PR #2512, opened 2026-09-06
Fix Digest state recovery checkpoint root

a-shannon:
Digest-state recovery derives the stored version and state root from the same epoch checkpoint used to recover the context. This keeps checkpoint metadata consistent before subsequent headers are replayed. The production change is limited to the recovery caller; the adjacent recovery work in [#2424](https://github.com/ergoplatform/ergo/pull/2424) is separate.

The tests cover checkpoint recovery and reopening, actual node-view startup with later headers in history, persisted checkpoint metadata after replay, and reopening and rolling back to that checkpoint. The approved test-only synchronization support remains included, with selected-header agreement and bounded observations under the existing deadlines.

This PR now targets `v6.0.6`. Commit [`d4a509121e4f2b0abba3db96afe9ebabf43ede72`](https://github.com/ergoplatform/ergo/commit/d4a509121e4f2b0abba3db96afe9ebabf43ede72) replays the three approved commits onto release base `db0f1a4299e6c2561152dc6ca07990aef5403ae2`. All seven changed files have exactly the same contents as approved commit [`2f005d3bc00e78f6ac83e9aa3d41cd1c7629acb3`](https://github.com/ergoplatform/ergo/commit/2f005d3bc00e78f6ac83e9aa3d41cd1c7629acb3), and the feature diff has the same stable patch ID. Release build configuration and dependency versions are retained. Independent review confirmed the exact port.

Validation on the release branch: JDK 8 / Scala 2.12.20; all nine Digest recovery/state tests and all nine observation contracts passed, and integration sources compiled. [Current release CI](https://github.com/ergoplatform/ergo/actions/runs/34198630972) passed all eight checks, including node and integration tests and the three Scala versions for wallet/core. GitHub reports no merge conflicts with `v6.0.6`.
++++++++++++++++++++
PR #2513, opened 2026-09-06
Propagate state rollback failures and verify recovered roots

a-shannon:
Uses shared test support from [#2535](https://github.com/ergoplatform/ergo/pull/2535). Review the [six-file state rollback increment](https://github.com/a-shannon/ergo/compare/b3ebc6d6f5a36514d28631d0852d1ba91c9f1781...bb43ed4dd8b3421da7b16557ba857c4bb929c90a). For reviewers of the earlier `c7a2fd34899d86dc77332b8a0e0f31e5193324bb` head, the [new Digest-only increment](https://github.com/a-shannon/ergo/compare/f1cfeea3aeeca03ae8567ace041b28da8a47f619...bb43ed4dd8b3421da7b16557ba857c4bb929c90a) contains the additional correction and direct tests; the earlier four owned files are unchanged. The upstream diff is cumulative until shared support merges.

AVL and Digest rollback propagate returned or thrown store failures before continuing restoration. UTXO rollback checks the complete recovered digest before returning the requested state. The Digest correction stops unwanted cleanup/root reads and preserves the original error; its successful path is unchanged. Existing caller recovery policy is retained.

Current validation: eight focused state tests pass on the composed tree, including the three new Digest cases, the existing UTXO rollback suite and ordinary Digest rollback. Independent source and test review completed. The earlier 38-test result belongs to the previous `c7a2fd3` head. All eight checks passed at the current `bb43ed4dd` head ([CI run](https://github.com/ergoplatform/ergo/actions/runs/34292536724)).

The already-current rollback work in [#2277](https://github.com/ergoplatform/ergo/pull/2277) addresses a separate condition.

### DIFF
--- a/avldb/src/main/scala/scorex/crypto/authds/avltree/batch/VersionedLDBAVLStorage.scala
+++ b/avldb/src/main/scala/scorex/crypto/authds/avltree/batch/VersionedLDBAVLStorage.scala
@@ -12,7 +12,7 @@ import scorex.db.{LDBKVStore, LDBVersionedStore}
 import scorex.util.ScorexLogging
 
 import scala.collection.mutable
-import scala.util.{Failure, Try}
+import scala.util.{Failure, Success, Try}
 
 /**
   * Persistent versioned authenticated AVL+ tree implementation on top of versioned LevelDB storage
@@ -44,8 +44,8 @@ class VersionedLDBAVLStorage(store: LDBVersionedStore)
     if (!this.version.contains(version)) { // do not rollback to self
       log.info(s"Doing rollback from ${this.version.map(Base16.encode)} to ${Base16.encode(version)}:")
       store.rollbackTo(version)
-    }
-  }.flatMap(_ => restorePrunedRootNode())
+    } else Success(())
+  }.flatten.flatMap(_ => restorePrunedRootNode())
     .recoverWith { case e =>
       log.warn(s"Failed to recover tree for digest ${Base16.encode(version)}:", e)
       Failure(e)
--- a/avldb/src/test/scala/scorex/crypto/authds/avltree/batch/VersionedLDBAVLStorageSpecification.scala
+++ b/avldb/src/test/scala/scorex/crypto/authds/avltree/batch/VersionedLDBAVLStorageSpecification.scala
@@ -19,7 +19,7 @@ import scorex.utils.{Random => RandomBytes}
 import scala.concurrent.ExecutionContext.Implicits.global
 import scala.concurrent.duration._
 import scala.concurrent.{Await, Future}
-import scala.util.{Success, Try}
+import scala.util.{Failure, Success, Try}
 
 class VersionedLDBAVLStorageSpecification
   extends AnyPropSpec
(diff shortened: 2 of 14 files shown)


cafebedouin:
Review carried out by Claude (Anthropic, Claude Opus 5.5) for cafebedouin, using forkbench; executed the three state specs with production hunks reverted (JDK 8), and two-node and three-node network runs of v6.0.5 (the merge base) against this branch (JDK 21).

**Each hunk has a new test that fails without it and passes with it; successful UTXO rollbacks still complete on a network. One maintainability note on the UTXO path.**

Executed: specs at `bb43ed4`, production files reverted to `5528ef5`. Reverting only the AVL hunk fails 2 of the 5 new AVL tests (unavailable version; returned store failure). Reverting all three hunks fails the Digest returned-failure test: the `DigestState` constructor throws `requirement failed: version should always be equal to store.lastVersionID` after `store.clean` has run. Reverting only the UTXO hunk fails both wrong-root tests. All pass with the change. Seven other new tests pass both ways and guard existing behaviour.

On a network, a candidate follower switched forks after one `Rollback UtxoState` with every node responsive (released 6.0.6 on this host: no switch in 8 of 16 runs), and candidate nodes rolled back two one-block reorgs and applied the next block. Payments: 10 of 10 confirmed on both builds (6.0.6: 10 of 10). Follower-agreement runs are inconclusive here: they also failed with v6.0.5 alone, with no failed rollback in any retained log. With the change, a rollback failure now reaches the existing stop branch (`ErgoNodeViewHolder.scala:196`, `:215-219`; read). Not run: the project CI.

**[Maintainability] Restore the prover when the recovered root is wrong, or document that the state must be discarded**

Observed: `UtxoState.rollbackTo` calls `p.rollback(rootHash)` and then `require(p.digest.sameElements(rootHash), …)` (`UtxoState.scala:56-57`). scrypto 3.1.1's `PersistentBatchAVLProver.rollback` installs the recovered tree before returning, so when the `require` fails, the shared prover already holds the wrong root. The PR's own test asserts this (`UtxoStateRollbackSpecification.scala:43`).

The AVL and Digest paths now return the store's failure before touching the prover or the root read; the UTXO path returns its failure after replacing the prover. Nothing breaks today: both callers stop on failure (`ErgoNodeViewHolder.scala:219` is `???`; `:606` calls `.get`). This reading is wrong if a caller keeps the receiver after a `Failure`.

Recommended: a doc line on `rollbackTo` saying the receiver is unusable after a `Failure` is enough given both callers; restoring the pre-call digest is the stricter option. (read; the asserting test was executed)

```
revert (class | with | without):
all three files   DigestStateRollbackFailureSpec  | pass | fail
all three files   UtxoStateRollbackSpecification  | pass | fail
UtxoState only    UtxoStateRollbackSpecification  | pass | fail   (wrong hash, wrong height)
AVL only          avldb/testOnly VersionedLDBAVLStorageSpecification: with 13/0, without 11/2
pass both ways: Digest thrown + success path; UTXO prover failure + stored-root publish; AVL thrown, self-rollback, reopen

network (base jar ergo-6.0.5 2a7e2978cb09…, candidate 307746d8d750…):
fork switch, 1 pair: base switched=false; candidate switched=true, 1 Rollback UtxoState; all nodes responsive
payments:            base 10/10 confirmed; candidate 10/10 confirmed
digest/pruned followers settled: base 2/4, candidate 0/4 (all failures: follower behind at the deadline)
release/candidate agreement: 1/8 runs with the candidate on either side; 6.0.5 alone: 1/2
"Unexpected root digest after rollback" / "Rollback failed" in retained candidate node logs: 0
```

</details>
++++++++++++++++++++
[EXERCISE PROMPT]: Report the lines above that contain "when".

[COMPLETED EXERCISE]:
**[Maintainability] Restore the prover when the recovered root is wrong, or document that the state must be discarded**
Observed: `UtxoState.rollbackTo` calls `p.rollback(rootHash)` and then `require(p.digest.sameElements(rootHash), …)` (`UtxoState.scala:56-57`). scrypto 3.1.1's `PersistentBatchAVLProver.rollback` installs the recovered tree before returning, so when the `require` fails, the shared prover already holds the wrong root. The PR's own test asserts this (`UtxoStateRollbackSpecification.scala:43`).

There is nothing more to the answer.